02 Outubro 2023
A inteligência artificial evolui a um ritmo imprevisível. Pode acelerar a coleta e interpretação de dados, otimizar a utilização de energia, fazer previsões baseadas em tendências e antecipar falhas em equipamentos críticos, ao mesmo tempo em que implica, em determinados usos, altos níveis de risco. O principal desafio é manter uma vigilância permanente, em especial no que diz respeito ao cuidado dos direitos dos cidadãos.
A pesquisadora do Conselho Nacional de Investigações Científicas e Técnicas – CONICET e professora das universidades de Buenos Aires e San Martín, Flavia Costa, estuda a evolução da inteligência artificial e seus impactos sociais e políticos; destaca suas potencialidades e alerta sobre suas implicações negativas.
Costa publicou o livro Tecnoceno: algoritmos, biohackers y nuevas formas de vida (Taurus) em plena pandemia. Nele reflete sobre a capacidade do humano em “desenvolver tecnologicamente energias de altíssima intensidade e altíssimo risco”.
A entrevista é de Natalia Aruguete, publicada por Página/12, 25-09-2023. A tradução é do Cepat.
Por que você fala em “Tecnoceno”? O que propõe com esse conceito?
O termo “Tecnoceno” se refere à era em que o humano se torna um agente geológico. É uma especificação do termo “Antropoceno”. Qual é esse antropos (humano) que deixa pegadas perduráveis nos sedimentos, oceanos, atmosfera e que atua em escala planetária?
Nos últimos anos, ao menos duas respostas foram propostas para esta pergunta. Uma acentua as relações sociais de produção capitalista, bem como os modos de acumulação, e afirma que o Antropoceno é, na realidade, um Capitaloceno.

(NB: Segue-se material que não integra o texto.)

PR #174, opened 2023-03-01
DM-38163: Update PTC to avoid potential failures

czwa:
PTC improvements:

- Ensure all outputRefs have a matching outputCovariance (this is a problem blocking DM-37383).
- Try to get read noise from the exposure header.
- Get ampNames for the solve task from a non-dummy input, and anticipate associated bug fix on the PTC dataset in `ip_isr`.
- Update tests to pass full set of taskMetadata to mimic real butler behavior.

### DIFF
--- a/python/lsst/cp/pipe/ptc/cpExtractPtcTask.py
+++ b/python/lsst/cp/pipe/ptc/cpExtractPtcTask.py
@@ -257,9 +257,45 @@ class PhotonTransferCurveExtractTask(pipeBase.PipelineTask):
             inputs['inputExp'] = arrangeFlatsByExpId(inputs['inputExp'], inputs['inputDims'])
 
         outputs = self.run(**inputs)
+        outputs = self._guaranteeOutputs(inputs['inputDims'], outputs, outputRefs)
         butlerQC.put(outputs, outputRefs)
 
+    def _guaranteeOutputs(self, inputDims, outputs, outputRefs):
+        """Ensure that all outputRefs have a matching output, and if they do
+        not, fill the output with dummy PTC datasets.
+
+        Parameters
+        ----------
+        inputDims : `dict` [`str`, `int`]
+            Input exposure dimensions.
+        outputs : `lsst.pipe.base.Struct`
+            Outputs from the ``run`` method.  Contains the entry:
+
+            ``outputCovariances``
+                Output PTC datasets (`list` [`lsst.ip.isr.IsrCalib`])
+        outputRefs : `~lsst.pipe.base.connections.OutputQuantizedConnection`
+            Container with all of the outputs expected to be generated.
+
+        Returns
+        -------
+        outputs : `lsst.pipe.base.Struct`
+            Dummy dataset padded version of the input ``outputs`` with
+            the same entries.
+        """
+        newCovariances = []
+        for ref in outputRefs.outputCovariances:
+            outputExpId = ref.dataId['exposure']
+            if outputExpId in inputDims:
+                entry = inputDims.index(outputExpId)
+                newCovariances.append(outputs.outputCovariances[entry])
+            else:
+                newPtc = PhotonTransferCurveDataset(['no amp'], 'DUMMY', 1)
+                newPtc.setAmpValues('no amp')
+                newCovariances.append(newPtc)
+        return pipeBase.Struct(outputCovariances=newCovariances)
+
     def run(self, inputExp, inputDims, taskMetadata):
+
         """Measure covariances from difference of flat pairs
 
         Parameters
--- a/python/lsst/cp/pipe/ptc/cpExtractPtcTask.py
+++ b/python/lsst/cp/pipe/ptc/cpExtractPtcTask.py
@@ -349,7 +349,8 @@ class PhotonTransferCurveExtractTask(pipeBase.PipelineTask):
         # dimensions match.
         dummyPtcDataset = PhotonTransferCurveDataset(ampNames, 'DUMMY',
                                                      self.config.maximumRangeCovariancesAstier)
-
+        for ampName in ampNames:
+            dummyPtcDataset.setAmpValues(ampName)
         # Get read noise.  Try from the exposure, then try
         # taskMetadata.  This adds a get() for the exposures.
         readNoiseLists = {}
--- a/python/lsst/cp/pipe/ptc/cpExtractPtcTask.py
+++ b/python/lsst/cp/pipe/ptc/cpExtractPtcTask.py
@@ -350,13 +350,27 @@ class PhotonTransferCurveExtractTask(pipeBase.PipelineTask):
         dummyPtcDataset = PhotonTransferCurveDataset(ampNames, 'DUMMY',
                                                      self.config.maximumRangeCovariancesAstier)
 
+        # Get read noise.  Try from the exposure, then try
+        # taskMetadata.  This adds a get() for the exposures.
+        readNoiseLists = {}
+        for pairIndex, expRefs in inputExp.items():
+            # This yields an index (exposure_time, seq_num, or flux)
+            # and a pair of references at that index.
+            for expRef, expId in expRefs:
+                # This yields an exposure ref and an exposureId.
+                exposure = expRef.get()
+                metadataIndex = inputDims.index(expId)
+                thisTaskMetadata = taskMetadata[metadataIndex]
+
+                for ampName in ampNames:
+                    if ampName not in readNoiseLists:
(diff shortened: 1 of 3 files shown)


python/lsst/cp/pipe/ptc/cpExtractPtcTask.py
```diff
@@ -313,14 +349,29 @@ def run(self, inputExp, inputDims, taskMetadata):
...
-            readNoiseDict[ampName] = self.getReadNoiseFromMetadata(taskMetadata, ampName)
+        # Get read noise.  Try from the exposure, then try
+        # taskMetadata.  This adds a get() for the exposures.
+        readNoiseLists = {}
+        for pairIndex, expRefs in inputExp.items():
+            # This yields an index (exposure_time, seq_num, or flux)
+            # and a pair of references at that index.
+            for expRef, expId in expRefs:
+                # This yields an exposure ref and an exposureId.
+                exposure = expRef.get()
```
erykoff, line 362: Can't we just get the metadata component rather than the full exposure?  Or is there something else we need?

python/lsst/cp/pipe/ptc/cpExtractPtcTask.py
```diff
@@ -257,9 +257,45 @@ def runQuantum(self, butlerQC, inputRefs, outputRefs):
             inputs['inputExp'] = arrangeFlatsByExpId(inputs['inputExp'], inputs['inputDims'])
 
         outputs = self.run(**inputs)
+        outputs = self._guaranteeOutputs(inputs['inputDims'], outputs, outputRefs)
         butlerQC.put(outputs, outputRefs)
 
+    def _guaranteeOutputs(self, inputDims, outputs, outputRefs):
```
plazas, line 263: Two questions: 
1) Why do we need this? I thought that `cpPtcExtract` was already introducing dummy exposures in order to match the inputs: https://github.com/lsst/cp_pipe/blob/main/python/lsst/cp/pipe/ptc/cpExtractPtcTask.py#L311 
or are you building a pipeline that will only use the classes in `cpPtcSolve` without running `cpPtcExtract` first? 
2) It's not that clear to me how the function is implementing the matching.

python/lsst/cp/pipe/ptc/cpExtractPtcTask.py
```diff
@@ -792,40 +843,35 @@ def getGainFromFlatPair(self, im1Area, im2Area, imStatsCtrl, mu1, mu2,
 
         return gain
 
-    def getReadNoiseFromMetadata(self, taskMetadata, ampName):
+    def getReadNoise(self, exposure, taskMetadata, ampName):
         """Gets readout noise for an amp from ISR metadata.
```
plazas, line 847: Update dosctring with explanation if the function is now doing more.

python/lsst/cp/pipe/ptc/cpExtractPtcTask.py
```diff
@@ -792,40 +843,35 @@ def getGainFromFlatPair(self, im1Area, im2Area, imStatsCtrl, mu1, mu2,
...
-            Median of the overscan readnoise in the
-            post-ISR metadata of the input exposures (ADU).
-            Returns 'None' if the median could not be calculated.
+            The read noise for this set of exposure/amplifier.
         """
-        # Empirical readout noise [ADU] measured from an
-        # overscan-subtracted overscan during ISR.
-        expectedKey = f"RESIDUAL STDEV {ampName}"
+        # Try from the exposure first.
+        expectedKey = f"LSST ISR OVERSCAN RESIDUAL SERIAL STDEV {ampName}"
```
plazas, line 864: Hoes does this noise from the exposure metadata potentially differ from the noise form the task metadata? And why did you need to add this extra check?

python/lsst/cp/pipe/ptc/cpSolvePtcTask.py
```diff
@@ -219,8 +219,14 @@ def run(self, inputCovariances, camera=None, detId=0):
                 means, variances, and exposure times
                 (`lsst.ip.isr.PhotonTransferCurveDataset`).
         """
+        # Find the ampNames from a non-dummy ptc.
```
plazas, line 222: In `cpPtcExtract`, the dummy datasets had the ampNames: https://github.com/lsst/cp_pipe/blob/main/python/lsst/cp/pipe/ptc/cpExtractPtcTask.py#L314 
So are you actually building a pipeline that does not have `cpPtcExtract` as a previous step of `cpPTcSolve`?

plazas (changes requested):
Thanks for these changes. It looks good in general, but I would just like to understand them a bit better their motivation (and probably add a bit more explanation in the code) before accepting.

python/lsst/cp/pipe/ptc/cpExtractPtcTask.py
czwa: The issue arises when running in the `cp_testing` environment.  There is a check during the ISR stage to restrict the inputs to flat exposures only, returning `pipeBase.NoWorkFound` for the other exposures.  This is fine in other stages, such as flat combine, as whatever exposures are passed as input are used to construct a single output.  However, `cpPtcExtract` is expecting to write an output for all inputs to the pipeline, so it ends up in a situation where (for my test case) `len(inputRefs.inputExp) = 124` but `len(outputRefs.outputCovariances) = 229`.  The existing code can supply a dummy dataset for each input, but that leaves 105 expected outputs that are not generated.  This new function iterates over the full set of `outputRefs.outputCovariances`, constructing the missing outputs and inserting them into the expected output location.
As for the matching:  the function iterates over all of the outputs, and if that output's `exposureId` is found in the `inputDims` list, then it needs to extract that entry from the existing outputs (which are currently indexed by the ordering of `exposureId` in `inputDims`) and insert it into the location expected in the list of `outputRefs`.  If the expected output is not in the existing output list, then the input exposure was ignored during ISR, and so a dummy dataset needs to be inserted into that location.

python/lsst/cp/pipe/ptc/cpExtractPtcTask.py
czwa: I simply didn't think of this at the time.  Switched to get just the metadata.

python/lsst/cp/pipe/ptc/cpExtractPtcTask.py
czwa: They should be identical.  I added this because I was finding that all my read noise values were being set to NaN.  The `cp_testing` pipeline renames the `IsrTask` stage of the pipeline to `cptPtcIsr` to make it unique within the pipeline, and that changes the key within the `taskMetadata` object that stores that information.  I originally tried making that key configurable, but decided that that was a work-around to a work-around, so I added the lookup in the exposure metadata instead.  As this header key should be present in all ISR processed exposures from now on, this change is also the first step to deprecating and removing the `taskMetadata` lookup and connection entirely.

python/lsst/cp/pipe/ptc/cpSolvePtcTask.py
czwa: The original code was relying on all input PTC datasets having the same unique set of `ampNames`.  The bug in `ip_isr` allowed each instance of the `PhotonTransferCurveDataset` to update the global list of `ampNames` for all instances, as it updated the class definition instead of just the instance definition.  This meant that if someone was lazy about constructed the additional padding datasets (me), then the `Solve` task would attempt to iterate over the union of all `ampNames` found in all datasets.  Fixing the bug ensured that the inputs only knew about their own `ampNames`, so the `np.unique` no longer was needed to prune the duplicates from the first input, but it did require that the first input have the same set of `ampNames` as all other inputs.  Adding the requirement the `ampNames` come from a not-DUMMY dataset allows the additional padding datasets to be lazy, and makes the content of the DUMMY datasets unimportant; they only serve to make the middleware accounting correct, and have no science value.

python/lsst/cp/pipe/ptc/cpExtractPtcTask.py
plazas: How do you end up with `len(outputRefs.outputCovariances) = 229` after running `cpPtcExtract`, if the input number was only `124`?

python/lsst/cp/pipe/ptc/cpExtractPtcTask.py
plazas: "is also the first step to deprecating and removing the taskMetadata lookup and connection entirely"--> :) :)

plazas (approved):

PR #175, opened 2023-03-09
DM-38301: Sort by y values to ensure intermittent bad pixels are correctly masked.

erykoff:


python/lsst/cp/pipe/defects.py
```diff
@@ -397,7 +398,6 @@ def _markBlocksInBadColumn(self, x, y, multipleX, defects):
                         limits.append(multipleY[gapIndex])
                         limits.append(multipleY[gapIndex+1])
                     limits.append(maxY)  # maximum last
-                    assert len(limits)%2 == 0, 'limits is even by design, but check anyways'
```
czwa, line 400: Isn't this still the case?  Is this just dropping a check that isn't useful?

czwa (approved):
Looks fine.  I'm going to file a separate ticket to fix up the docstrings, as I'm sure it's not just this method that needs updating.

python/lsst/cp/pipe/defects.py
erykoff: I mean ... I guess I could bring it back?  It just seems strange to construct something and then assert that it's true.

A outra provém de nós que estudamos o desenvolvimento acelerado de tecnologias no último século, que sustentamos que o Antropoceno é um Tecnoceno. Que, como afirma a posição majoritária dentro da Comissão Internacional sobre Estratigrafia, começa com a Era Atômica, quando o humano foi capaz de desenvolver tecnologicamente energias de uma intensidade inédita e de um risco igualmente grande: a energia nuclear, a petroquímica, a megamineração, a agroindústria, as biotecnologias e as tecnologias da informação.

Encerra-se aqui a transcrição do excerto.